_Problem statement_
All lines before the one containing "PR #833, opened 2024-07-03", plus that line itself, are to be printed exactly as they appear below.

(Stored items)
.....

PR #831, opened 2024-07-02
Make UX improvements to form tree reordering

martha:
## Description

GH issue: https://github.com/open-path/Green-River/issues/6274

- Enforces maximum depth of the form tree at 5
  - I implemented this strictly, by disabling moving a Group item beyond depth 4. Since you can't move an item into a non-Group item, this also has the effect that no item can go beyond depth 5.
- After form reset, re-focuses the most recent up/down button selected so that users can more easily use the keyboard to move an item up or down through a long form.
  - The focus behavior is still a bit unpredictable when you use the keyboard to move an item all the way to the end.

## Type of change
[//]: # 'remove options that are not relevant'
- [x] Bug fix
- [x] New feature (adds functionality)
- [ ] Code clean-up / housekeeping
- [ ] Dependency update

## Checklist before requesting review
- [x] I have performed a self-review of my code
- [x] I have run the code that is being changed under ideal conditions, and it doesn't fail
- [x] My code includes comments and/or descriptive variable names to help other engineers understand the intent (or not applicable)
- [ ] My code follows the style guidelines of this project (eslint)
- [ ] I have updated the documentation (or not applicable)
- [ ] If it's not obvious how to test this change, I have provided testing instructions in this PR or the related issue

PR #833, opened 2024-07-03
Make exhaustive-deps a lint error, not warning

martha:
## Description

I'm proposing to add a flag to the eslint step that runs on pre-commit, failing the commit if there are warnings (not just errors) from eslint.

Follow-up from https://github.com/greenriver/hmis-frontend/pull/831#discussion_r1664261298, moved to its own PR so as not to block unrelated work from being merged.

## Type of change
- [ ] Bug fix
- [ ] Dependency update

### DIFF
--- a/package.json
+++ b/package.json
@@ -24,7 +24,7 @@
   },
   "lint-staged": {
     "*.{js,ts,jsx,tsx}": [
-      "eslint --fix --ignore-path .gitignore --max-warnings=0"
+      "eslint --fix --ignore-path .gitignore"
     ],
     "*": [
       "prettier --write"
--- a/package.json
+++ b/package.json
@@ -24,7 +24,7 @@
   },
   "lint-staged": {
     "*.{js,ts,jsx,tsx}": [
-      "eslint --fix --ignore-path .gitignore"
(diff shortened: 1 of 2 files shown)


gigxz (approved):
Thanks! I think we'll need to improve those console.logs if they cause a failure?

package.json
```diff
@@ -24,7 +24,7 @@
   },
   "lint-staged": {
     "*.{js,ts,jsx,tsx}": [
-      "eslint --fix --ignore-path .gitignore"
+      "eslint --fix --ignore-path .gitignore --max-warnings=0"
```
gigxz: Although, I'm not sure if it makes sense for these to fail on staged but not on `yarn lint` (eg not fail on CI). I feel like those should match. This will have no change in terms of enforcing no warnings in the codebase, since precommit hooks are an optional part of the dev setup. What do you think?

If there are specific warnings that we want to be errors (eg missing hook dependencies) then we can mark them as errors in eslintrc.

martha: Ok yes, that makes sense to me. Warning should stay warnings, but anything that is always going to be a blocking comment on a PR (unless it has been explicitly ignored for a specific reason) should be elevated to an error.

gigxz (approved):

PR #835, opened 2024-07-08
Filter form rules by active status

martha:
## Description

GH issue: https://github.com/open-path/Green-River/issues/6109

This PR is meant to update the Forms table so that under the Applicability Rules table, it only returns the number of Active rules, now that we are using Inactive as a deletion flag.

Depends on: https://github.com/greenriver/hmis-warehouse/pull/4520

Should target 124?

## Type of change
- [x] Bug fix
- [ ] Dependency update

### DIFF
--- a/src/api/operations/form.queries.graphql
+++ b/src/api/operations/form.queries.graphql
@@ -94,7 +94,7 @@ query GetFormIdentifiers(
       displayVersion {
         ...FormDefinitionMetadata
         system
-        formRules(limit: 1) {
+        formRules(limit: 1, filters: { activeStatus: ACTIVE }) {
           nodesCount
         }
       }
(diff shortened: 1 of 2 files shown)


gigxz:
Ah I see, we'd need to call the resolve function explicitly instead of using the instances method. Like this: https://github.com/greenriver/hmis-warehouse/blob/c261d989ac3919ba875a6d29c09f9149af159023/drivers/hmis/app/graphql/types/hmis_schema/query_type.rb#L426-L431 but with `resolve_form_rules(object.instances, **args)`

Looks like this an N+1 on the table right now. Probalby worth addressing at some point but we have mocks to introduce other columns (eg # Projects where the form applies) so lets not go down that rabbit hole... adding the filter so at least the # reflects the number of active rules seems like a decent fix.

gigxz (approved):

PR #836, opened 2024-07-09
5727-hmis-graphql-retry

ttoomey:
## Description
[GH Issue](https://github.com/open-path/Green-River/issues/5727)

Retry graphql queries under certain circumstances. We are only retrying "Get*" queries here but it may also be safe to retry 'update' or 'delete' queries too.

## Type of change

### DIFF
--- a/src/providers/apolloClient.tsx
+++ b/src/providers/apolloClient.tsx
@@ -127,8 +127,8 @@ export const cache = new InMemoryCache({
 
 const retryLink = new RetryLink({
   delay: {
-    initial: 800,
-    max: 2400,
+    initial: 800, // Wait 800ms before the first retry after a failed request
+    max: 1200, // Maximum wait time between retries
     jitter: true,
   },
   attempts: {
--- a/src/providers/apolloClient.tsx
+++ b/src/providers/apolloClient.tsx
@@ -128,7 +128,6 @@ export const cache = new InMemoryCache({
 const retryLink = new RetryLink({
   delay: {
     initial: 800, // Wait 800ms before the first retry after a failed request
-    max: 1200, // Maximum wait time between retries
     jitter: true,
   },
   attempts: {
--- a/src/providers/apolloClient.tsx
+++ b/src/providers/apolloClient.tsx
@@ -7,6 +7,7 @@ import {
 } from '@apollo/client';
 import { BatchHttpLink } from '@apollo/client/link/batch-http';
 import { setContext } from '@apollo/client/link/context';
+import { RetryLink } from '@apollo/client/link/retry';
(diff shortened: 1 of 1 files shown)


src/providers/apolloClient.tsx
```diff
@@ -124,10 +125,37 @@ export const cache = new InMemoryCache({
...
 });
 
+const retryLink = new RetryLink({
+  delay: {
+    initial: 800, // Wait 800ms before the first retry after a failed request
+    max: 1200, // Maximum wait time between retries
+    jitter: true,
+  },
+  attempts: {
+    max: 3,
```
gigxz: Docs:
> Starting with initialDelay, the delay of each subsequent retry is increased exponentially, meaning it's multiplied by 2 each time. For example, if initialDelay is 100, additional retries will occur after delays of 200, 400, 800, etc.
> With the jitter option enabled, delays are randomized anywhere between 0ms (instant), and 2x the configured delay. This way you get the same result on average, but with random delays.


I am just wondering if there is a particular logic behind setting the `delay.max` so low?  It's less than 2x the initial, so we don't really get the exponential backoff behavior, if I understand correctly. (And the default is `Infinity`)

src/providers/apolloClient.tsx
```diff
@@ -124,10 +125,37 @@ export const cache = new InMemoryCache({
...
+      return !!error;
+    },
+  },
+});
+
 const apolloClient = new ApolloClient({
   link: from([
     apolloErrorLink, // handle errors
     sentryLink, // instrument graphql requests for sentry
+    retryLink,
```
gigxz, line 157: with this placement, if a request fails 2 times and succeeds on the 3rd try, we will not get a Sentry error at all, right?

ttoomey: Yes, that should be the case. It should cut down on the chatter in sentry but maybe we want those alerts?

src/providers/apolloClient.tsx
ttoomey: Good question. We could go with the default exponential backoff here. I think the idea with the max value is it lets us keep a higher initial value but not wait quite so long to get to an error message in the worst case. I could believe it's better to have a longer back off though; it's kinder to our servers in case the failures are due to performance problems and not short-lived network blips

I'll change it and we can always revisit if it seems like a problem

src/providers/apolloClient.tsx
gigxz: Alright, I think that is good 👍

src/providers/apolloClient.tsx
gigxz: Okay, sounds good. Thanks. Being kind to our servers seems like a good place to start

PR #837, opened 2024-07-09
Warn on referral when client is already enrolled

martha:
## Description

GH issue: https://github.com/open-path/Green-River/issues/6
Depends on hmis-warehouse PR: https://github.com/greenriver/hmis-warehouse/pull/4526

This PR
- Adds a query for checking for enrollment conflict in the project receiving the referral
- Adds an alert when that query returns information about a conflict (step 1 of the linked ticket, see screenshot)
- Makes schema updates corresponding to the linked warehouse change
- Moves some referral-related queries from `src/api/operations/referral.operations.graphql` to a new file `src/api/operations/referral.queries.graphql`, which is consistent with our pattern elsewhere

Screenshot 2024-07-09 at 2 52 16 PM

Note that there's no frontend change needed for step 2 of the linked ticket; that is included in the existing error handling of the referral creation form:

Screenshot 2024-07-09 at 2 51 42 PM

## Type of change
- [x] Bug fix
- [ ] Dependency update

### DIFF
--- a/src/modules/projects/components/ProjectOutgoingReferralDetailsSubForm.tsx
+++ b/src/modules/projects/components/ProjectOutgoingReferralDetailsSubForm.tsx
@@ -1,3 +1,4 @@
+import { Alert } from '@mui/material';
 import { Box } from '@mui/system';
 import { useMemo } from 'react';
 
@@ -7,7 +8,10 @@ import { useDynamicFormHandlersForRecord } from '@/modules/form/hooks/useDynamic
 import useFormDefinition from '@/modules/form/hooks/useFormDefinition';
 import { SubmitFormAllowedTypes } from '@/modules/form/types';
 import { AlwaysPresentLocalConstants } from '@/modules/form/util/formUtil';
-import { RecordFormRole } from '@/types/gqlTypes';
+import {
+  RecordFormRole,
+  useGetCanProjectAcceptReferralQuery,
+} from '@/types/gqlTypes';
 
 interface Props {
   enrollmentId: string; // HoH enrollment that is being referred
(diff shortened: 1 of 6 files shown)


src/modules/projects/components/ProjectOutgoingReferralDetailsSubForm.tsx
```diff
@@ -57,11 +61,24 @@ const ProjectOutgoingReferralDetailsSubForm: React.FC<Props> = ({
     );
   }
 
+  const { data: receivingProject } = useGetCanProjectAcceptReferralQuery({
```
gigxz: feels a little funny to call this `receivingProject` when it's just a data object with a boolean. I think it would be clearer to just leave it as `data` or destructure the boolean field directly

src/modules/projects/components/ProjectOutgoingReferralDetailsSubForm.tsx
```diff
@@ -57,11 +61,24 @@ const ProjectOutgoingReferralDetailsSubForm: React.FC<Props> = ({
...
+    },
+  });
+
   return (
     <Box>
       {formDefinitionLoading && (
         <LoadingSkeleton width={'100%'} count={1} sx={{ my: 2 }} />
       )}
+      {receivingProject && !receivingProject.canProjectAcceptReferral && (
+        <Alert color='warning' sx={{ mb: 2 }}>
```
gigxz: I noticed this still has a checkmark for the warning. I think if you use severity instead of warning it will adjust the icon as well: https://mui.com/material-ui/api/alert/#alert-prop-severity

gigxz (approved):
Looks good once the backend piece is updated!Can you re target to 124?

src/modules/projects/components/ProjectOutgoingReferralDetailsSubForm.tsx
martha: I'll leave it as `data`, that way we can also check whether data has been returned yet or not, so the alert doesn't show up when the result hasn't been returned yet.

.....

_Solution for this problem_
PR #831, opened 2024-07-02
Make UX improvements to form tree reordering

martha:
## Description

GH issue: https://github.com/open-path/Green-River/issues/6274

- Enforces maximum depth of the form tree at 5
  - I implemented this strictly, by disabling moving a Group item beyond depth 4. Since you can't move an item into a non-Group item, this also has the effect that no item can go beyond depth 5.
- After form reset, re-focuses the most recent up/down button selected so that users can more easily use the keyboard to move an item up or down through a long form.
  - The focus behavior is still a bit unpredictable when you use the keyboard to move an item all the way to the end.

## Type of change
[//]: # 'remove options that are not relevant'
- [x] Bug fix
- [x] New feature (adds functionality)
- [ ] Code clean-up / housekeeping
- [ ] Dependency update

## Checklist before requesting review
- [x] I have performed a self-review of my code
- [x] I have run the code that is being changed under ideal conditions, and it doesn't fail
- [x] My code includes comments and/or descriptive variable names to help other engineers understand the intent (or not applicable)
- [ ] My code follows the style guidelines of this project (eslint)
- [ ] I have updated the documentation (or not applicable)
- [ ] If it's not obvious how to test this change, I have provided testing instructions in this PR or the related issue

PR #833, opened 2024-07-03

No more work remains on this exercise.